Sacubitril/valsartan inhibits ox‑LDL‑induced MALAT1 expression, inflammation and apoptosis by suppressing the TLR4/NF‑κB signaling pathway in HUVECs.

Abstract

The therapeutic effect of sacubitril/valsartan(S/V) on heart failure has been confirmed, while its role in atherosclerosis remains largely unexplored. The present study aimed to investigate the effects of S/V on the expression of metastasis‑associated lung adenocarcinoma transcript1(MALAT1), inflammation and apoptosis in human umbilical vein endothelial cells (HUVECs) induced by oxidized low‑density lipoprotein (ox‑LDL) and to elucidate its possible mechanism. Cell Counting Kit‑8 assay was used to detect cell viability. Reverse transcription‑quantitative PCR was performed to detect the MALAT1 expression. ELISA was performed to detect the levels of IL‑1β, IL‑6 and TNF‑α. Flow cytometry was conducted to detect the apoptotic rate of cells.
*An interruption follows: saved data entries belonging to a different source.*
PR #1406, opened 2025-11-07
test: improve unit tests

kevindeforth:
follow-up to https://github.com/near/mpc/pull/1405, https://github.com/near/mpc/pull/1403 and https://github.com/near/mpc/pull/1166

changes to some unit tests of TEE related logic:
- additional checks after voting for a code hash
- removal of cases for `test_latest_allowed_image_hash_is_written`. The cases don't add any value to the test since we removed the timestamp in https://github.com/near/mpc/pull/1166

context:
https://nearone.slack.com/archives/C07UW93JVQ8/p1762500941029699

### DIFF
--- a/crates/contract/tests/inprocess/expired_attestation.rs
+++ b/crates/contract/tests/inprocess/expired_attestation.rs
@@ -322,6 +322,19 @@ fn test_clean_tee_status_removes_non_participants() {
     assert_eq!(final_participant_count, PARTICIPANT_COUNT);
 }
 
+macro_rules! assert_allowed_code_hashes {
+    ($test_setup:expr, $blocktime_ns:expr, $expected_value:expr $(,)?) => {{
+        set_system_time($blocktime_ns);
+        let res: Vec<[u8; 32]> = $test_setup
+            .contract
+            .allowed_code_hashes()
+            .iter()
+            .map(|hash| *hash.clone())
+            .collect();
+        assert_eq!(res, $expected_value);
+    }};
+}
+
 /// **Test for grace-period expiry of older code hashes**
 ///
 /// Verifies that when participants vote for a new image hash, the older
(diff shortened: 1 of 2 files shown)


crates/contract/tests/inprocess/expired_attestation.rs
```diff
@@ -322,6 +322,19 @@ fn test_clean_tee_status_removes_non_participants() {
...
+        let res: Vec<[u8; 32]> = $test_setup
+            .contract
+            .allowed_code_hashes()
+            .iter()
+            .map(|hash| *hash.clone())
+            .collect();
+        assert_eq!(res, $expected_value);
+    }};
+}
+
```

A nitric oxide (NO) detection kit was used to determine the concentration of NO. Western blotting analysis was performed to determine the levels of intercellular cell adhesion molecule (ICAM)‑1, vascular cell adhesion molecule (VCAM)‑1, endothelin‑1, caspase‑3, Bax, Bcl‑2, Toll‑like receptor4(TLR4), p65 and p‑p65. Compared with the ox‑LDL group, S/V treatment significantly increased the cell viability, NO concentration and Bcl‑2 expression, decreased the levels of IL‑1β, IL‑6 and TNF‑α and reduced the expressions of MALAT1, ICAM‑1, VCAM‑1, cleaved‑caspase‑3, Bax, TLR4 and p‑p65. Overall, the findings suggested that S/V could downregulate the expression of MALAT1, inhibit inflammation and apoptosis and improve endothelial function in ox‑LDL‑induced HUVECs via inactivating the TLR4/NF‑κB signaling pathway. Therefore, S/V might be utilized as a promising therapeutic strategy for the prevention and treatment of atherosclerosis.